I personally just got started on HRT at 200mg/EOW. I'm adding my own supply at 200mg on the off weeks to bring the total dose to 200mg every Monday. I'll be running HCG and because it aromatizes too, I'll be running an AI. I've read that HCG isn't need atthis dose, but I don't want my balls shrinking.

Hopefully Heavy Iron or one of the other authorites will chime in with suggestions...


----------



## weldingman (Jan 27, 2010)

Doesnt you guys doctors wonder why your test levels are higher than the norm, he's giving you in one shot? Just wondering


----------



## heavyiron (Jan 27, 2010)

Buzzard said:


> What is your current HRT dose (per month)?
> 
> I personally just got started on HRT at 200mg/EOW. I'm adding my own supply at 200mg on the off weeks to bring the total dose to 200mg every Monday. I'll be running HCG and because it aromatizes too, I'll be running an AI. I've read that HCG isn't need atthis dose, but I don't want my balls shrinking.
> 
> Hopefully Heavy Iron or one of the other authorites will chime in with suggestions...

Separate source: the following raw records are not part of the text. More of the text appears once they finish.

PR #4446, opened 2025-11-03
[NEEDS DISCUSSION] docs: add note to resource embedding and vertical filtering section

### LINKED ISSUE #4352: DELETE ignores top-level filtering of resource embeddings
### Environment

* PostgreSQL version: 17.6
* PostgREST version: 13.0.6
* Operating system: NixOS

### Description of issue

For details, please see [this RME](https://github.com/rzetterberg/postgrest-delete-resource-embeddings).

My RME has the following DDL:

Image

The data of the RME consists of: 

- 2 directors
  - John
  - Albert
- 5 films
  - 3 directed by John
  - 2 directed by Albert

Imagine that I want to delete all films directed by directors with the name `John`, I would then use the following query parameters:

- `select=*,director:directors!inner(*)`
- `director.name=eq.John`

To double check that the resource embeddings top-level filtering have been specified correctly, I first start by sending a `GET` with the query parameters above:

```
GET http://localhost:8080/films?select=*,director:directors!inner(*)&director.name=eq.John
```

That works, as expected, it only returns 3 of the 5 films, and they all belong to John:

```
[
  {"id":1,"name":"Movie about dogs","director_id":1,"director":{"id": 1, "name": "John"}},
  {"id":2,"name":"Movie about cats","director_id":1,"director":{"id": 1, "name": "John"}},
  {"id":3,"name":"Movie about cows","director_id":1,"director":{"id": 1, "name": "John"}}
]
```

Looking at the PostgreSQL log, I see that the following query was generated by PostgREST:

```sql
WITH pgrst_source AS (
  SELECT "api"."films".*
       , row_to_json("films_director_1".*)::jsonb AS "director"
    FROM "api"."films"
         INNER JOIN LATERAL (
           SELECT "directors_1".*
             FROM "api"."directors" AS "directors_1"
            WHERE "directors_1"."name" = $1
              AND "directors_1"."id" = "api"."films"."director_id"
            LIMIT $2
           OFFSET $3
         ) AS "films_director_1"
      ON TRUE
   LIMIT $4
  OFFSET $5
)

-- Parameters: $1 = 'John', $2 = '100', $3 = '0', $4 = '100', $5 = '0'
```

However, when I send a `DELETE` request with the same query parameters: 

```
DELETE http://localhost:8080/films?select=*,director:directors!inner(*)&director.name=eq.John
```

**All** films are deleted and PostgREST generates the following query: 

```sql
WITH pgrst_source AS (
     DELETE FROM "api"."films"
  RETURNING 1
)
```

I've encountered this problem in both `v12` and `v13,` where the documentation says: 

> Deletions also support Return Representation, **Resource Embedding** and Vertical Filtering.

Let me know if you need any more information, if I can help in some way, or if you are having problems getting the RME working. 

Also, I found out about this problem when `pg-safeupdate` refused to delete all rows in my project, so no data has been harmed in making this bug report :wink:

taimoorzaeem:
Adds a note about resource embedding and vertical filtering sections that they are top-level operations. This resolves #4352.

### DIFF
--- a/docs/references/api/resource_embedding.rst
+++ b/docs/references/api/resource_embedding.rst
@@ -5,6 +5,10 @@ Resource Embedding
 
 PostgREST allows including related resources in a single API call. This reduces the need for many API requests.
 
+.. note::
+
+  It is **not** possible to perform mutations *on* related resources. When combining mutations and resource embedding, the mutation is performed first and then the related resource is returned in combination with :ref:`prefer_return`.
+
 .. _fk_join:
 
 Foreign Key Joins
--- a/docs/references/api/tables_views.rst
+++ b/docs/references/api/tables_views.rst
@@ -246,6 +246,10 @@ When certain columns are wide (such as those holding binary data), it is more ef
 
 The default is ``*``, meaning all columns. This value will become more important below in :ref:`resource_embedding`.
 
+.. note::
+
+  It is **not** possible to perform mutations *on* filtered data. When combining mutations and vertical filtering, the mutation is performed first and then the filter is applied in combination with :ref:`prefer_return`.
+
 .. _renaming_columns:
 
 Renaming Columns


docs/references/api/resource_embedding.rst
```diff
@@ -5,6 +5,10 @@ Resource Embedding
 
 PostgREST allows including related resources in a single API call. This reduces the need for many API requests.
 
+.. note::
+
+  Resource embedding is a **top-level** operation, which means that for mutation queries, it is performed on the affected resource **after** the mutation.
```
wolfgangwalther: I don't understand what "top-level" means here and how that relates to this.

taimoorzaeem: Hmm, I see. Perhaps I should clarify it differently.

docs/references/api/resource_embedding.rst
```diff
@@ -5,6 +5,10 @@ Resource Embedding
 
 PostgREST allows including related resources in a single API call. This reduces the need for many API requests.
 
+.. note::
+
+  It is **not** possible to perform mutations *on* related resources. When combining mutations and resource embedding, the mutation is performed first and then the related resource is returned in combination with :ref:`prefer_return`.
```
wolfgangwalther, line 10: After reading the discussion about the breaking change again, I think we should not document this behavior. This is a bug that needs to be fixed by throwing an error accordingly.

laurenceisla: Can we consider it a bug if we are actively testing for it (and for a while now)?

https://github.com/PostgREST/postgrest/blob/bccf7ac97a8a4d821fe199cab530ec3d37c6c653/test/spec/Feature/Query/DeleteSpec.hs#L73-L78

Not against removing this behavior, but I think it could still be considered a breaking change due to these tests.

taimoorzaeem:
Closing as stale. Discussion can be continued on #4352.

HCG is needed ANYTIME you use Testosterone unless you don't mind testicle shutdown and atrophy.


----------



## Buzzard (Jan 27, 2010)

heavyiron. said:


> HCG is needed ANYTIME you use Testosterone unless you don't mind testicle shutdown and atrophy.



Oh... I mind.


----------



## klc9100 (Jan 27, 2010)

heavyiron. said:


> Arimidex or Aromasin


 
should this be taken during the cycle or after it?



Buzzard said:


> What is your current HRT dose (per month)?


 
200mg. it started off being eow, like you, but she changed it to monthly.



weldingman said:


> Doesnt you guys doctors wonder why your test levels are higher than the norm, he's giving you in one shot? Just wondering


 
this will be the 1st time i've ever done it. i only see the doctor every 3 months, so i was going to start the cycle like the day of my appt. (after it, obviously) and then go back down to maintenance dose in time for my levels to get back down to, or close to normal. every time they have checked it, it fluctuates anyway.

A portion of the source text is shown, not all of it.